Does anyone believe santa?

I believe in Santa.

Does anyone believe in the Monty Hall problem?

please note that any similarity to a certain stats assignment is totally incidental and certainly not evidence of an equivalence relationship.

Saying that; Three doors are labelled A,B, and C. Behind one door is a massive book, full of equations and theorems.Actually there is a cheque for lots of money. Behind the other doors is a goat/fionnan. You are asked to pick a door. After your choice the presenter(whom knows which door contains money/Fionnans) opens one door to reveal a goat.

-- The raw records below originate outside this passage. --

PR #1531, opened 2017-10-21
implement Pexp_letexception

IwanKaramazow:
https://github.com/facebook/reason/issues/1424

Adds support for `Pexp_letexception`.

Ocaml:
```ocaml
let () = let exception E in raise E

```
resulting in parse tree:
```

(* parse tree *)
[
  structure_item (exc.ml[1,0+0]..[1,0+35])
    Pstr_value Nonrec
    [
      <def>
        pattern (exc.ml[1,0+4]..[1,0+6])
          Ppat_construct "()" (exc.ml[1,0+4]..[1,0+6])
          None
        expression (exc.ml[1,0+9]..[1,0+35])
          Pexp_letexception
          extension_constructor (exc.ml[1,0+23]..[1,0+24])
            pext_name = "E"
            pext_kind =
              Pext_decl
                []
                None
          expression (exc.ml[1,0+28]..[1,0+35])
            Pexp_apply
            expression (exc.ml[1,0+28]..[1,0+33])
              Pexp_ident "raise" (exc.ml[1,0+28]..[1,0+33])
            [
              <arg>
              Nolabel
                expression (exc.ml[1,0+34]..[1,0+35])
                  Pexp_construct "E" (exc.ml[1,0+34]..[1,0+35])
                  None
            ]
    ]
]
```

Becomes in Reason:
```reason
let () = {
  exception E;
  raise(E);
};
```
resulting in parse tree:
```
[
  structure_item (local.re[1,0+0]..[4,39+2])
    Pstr_value Nonrec
    [
      <def>
        pattern (local.re[1,0+4]..[1,0+6])
          Ppat_construct "()" (local.re[1,0+4]..[1,0+6])
          None
        expression (local.re[1,0+9]..[4,39+1])
          Pexp_letexception
          extension_constructor (local.re[2,11+12]..[2,11+13])
            pext_name = "E"
            pext_kind =
              Pext_decl
                []
                None
          expression (local.re[3,26+2]..[3,26+11])
            Pexp_apply
            expression (local.re[3,26+2]..[3,26+7])
              Pexp_ident "raise" (local.re[3,26+2]..[3,26+7])
            [
              <arg>
              Nolabel
                expression (local.re[3,26+8]..[3,26+9])
                  Pexp_construct "E" (local.re[3,26+8]..[3,26+9])
                  None
            ]
    ]
]
```

PR #1537, opened 2017-10-21
Re-enable Pexp_letception tests disabled in #1531

### LINKED ISSUE #1535: Re-enable tests from #1531
Those were commented out because 4.02.3 and 4.03 don't support the feature

zploskey:
Re-enables tests that were disabled because this feature was not available on 4.03 and earlier.

Fixes #1535.

Introduces a convention for naming typecheck tests to only run them on the OCaml compiler version in their name or later.

### DIFF
--- a/formatTest/typeCheckedTests/expected_output/attributes.4.04.0.re
+++ b/formatTest/typeCheckedTests/expected_output/attributes.4.04.0.re
@@ -1,0 +1,6 @@
+/* Pexp_letexception with attributes */
+let () = {
+  [@attribute]
+  exception E;
+  raise(E)
+};
--- a/formatTest/test.sh
+++ b/formatTest/test.sh
@@ -5,6 +5,7 @@ set -eu
 
 WARNING='\033[0;31m'
 SUCCESS='\033[0;32m'
+NOTICE='\033[0;33m'
 INFO=''
 DEBUG=''
 RESET='\033[0m'
@@ -62,6 +63,10 @@ function debug() {
     fi
 }
 
+function notice() {
+    printf "${NOTICE}$1${RESET}\n"
+}
+
 function success() {
     printf "${SUCCESS}$1${RESET}"
 }
@@ -72,6 +77,10 @@ function output() {
 
 function warning() {
     printf "${WARNING}$1${RESET}\n"
+}
+
+function version() {
+    echo "$@" | awk -F . '{ printf("%03d%03d%03d\n", $1, $2, $3); }';
 }
 
 function setup_test_dir() {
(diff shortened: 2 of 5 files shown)


zploskey:
Should these be disabled on 4.03 and earlier?

IwanKaramazow:
It's a feature that doesn't run on 4.02.3. Probably needs to be 4.04.2 and higher. Test script needs to be changed to run certain tests on specific versions. They were disabled because of this. Focus is on shipping the new syntax atm.

zploskey:
I added a commit which allows typeCheckedTests to skip the compilation step on certain compiler versions by adding a line to `formatTest/typeCheckedTests/ignore_in_version` indicating the filename and version number separates by a `:` character, i.e.
```
./attributes.re:4.02.3
```
If it is ignored on the compiler version which it is running on then it is marked as `  ☒ IGNORED` in yellow in the output and does not result in a failure.

chenglou:
Does that ignore the whole file?

zploskey:
Currently what it does is ignore only the compilation at the end of the typeCheckedTest. The formatting is still done, and it can fail if something went wrong there. Perhaps the naming of this type of ignore could be expanded upon a bit, but I figured we only wanted to ignore the parts that were failing due to differences in compiler support.

IwanKaramazow:
Not sure if ignoring the test is a good idea 😄 
Can you make it so that all test with the following name scheme work on specific compiler versions and above?
Example:
```
myFileTestName.<version>.re
attributes.4.04.2.re
```
So `attributes.4.04.2.re` only runs on 4.04.2 & 4.05 & 4.06 (e.g. a `>=`)

zploskey:
I was also thinking about whether the stuff that needs to be ignored in earlier compilers should be moved to its own file (so far just these two blocks in question). So I might go ahead and move these two into their own file.

> Can you make it so that all test with the following name scheme work on specific compiler versions and above?
I think that is probably an easier way of specifying which ones not to try to compile. Should they not be run at all or just skip the compilations step?

formatTest/typeCheckedTests/expected_output/attributes.4.04.0.re
```diff
@@ -0,0 +1,6 @@
+/* Pexp_letexception with attributes */
+let () = {
+  [@attribute]
+  exception E;
```
zploskey: Is this what the expected refmt output should look like? It's the current behavior, so I set it to pass with this result, but if the attribute is supposed to be on the same line then it should probably be fixed and the test modified to reflect that.

IwanKaramazow: This looks good for now! Even if we decide it shouldn't be printed this way, it falls outside of the scope of this PR.

IwanKaramazow:
```
 Should they not be run at all or just skip the compilation step?
```
We only care about the typed_checked tests because the unit tests only print the ast. It's the actual compilation with the ocaml compilier that verifies if the ast is correct. Ocaml-migrate-parsetree internally migrates the ast version to make Reason compiler-version agnostic. The ocaml compiler will complain though when you try to use 4.04 features on 4.02.3 for example.

Overall this PR is good for me.

formatTest/typeCheckedTests/expected_output/attributes.4.04.0.re
zploskey: Personally, I kind of like it this way. It jives with my expectations for annotations being on the line immediately preceding the thing they are annotating.

zploskey:
I know we don't build on it in CI, but I have verified that all the tests pass on OCaml 4.04.0, as that was the minimum version set for these tests.

chenglou:
We do run on 4.04 and it's passing?

chenglou:
Thanks, merged!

You are now given the option of switching to the remaining door. Should you switch? Why?

Yes you should always switch. Let us say that the money is fixed at A.

We have three choices.

1) we pick A.

  The host reveals door B/C to hide a goat.
  We switch to B and we lose(unless you like goats).

2) We pick B.

  The host reveals C to contain a goat.
  We switch to A. 
  We win lots of money(which can buy many goats).

3) We pick C

  The host reveals B to contain a goat.
  We switch to A
  again we win lots of money.

  Therefore by switching we will win 2/3 of the time.

For further examples of the Monty Hall problem and different solutions( and infomation about the controversy surrounding the problem) see Simon Singh's Fermat's Last Theorem, Wikipedia, Wolfram's Mathworld etc.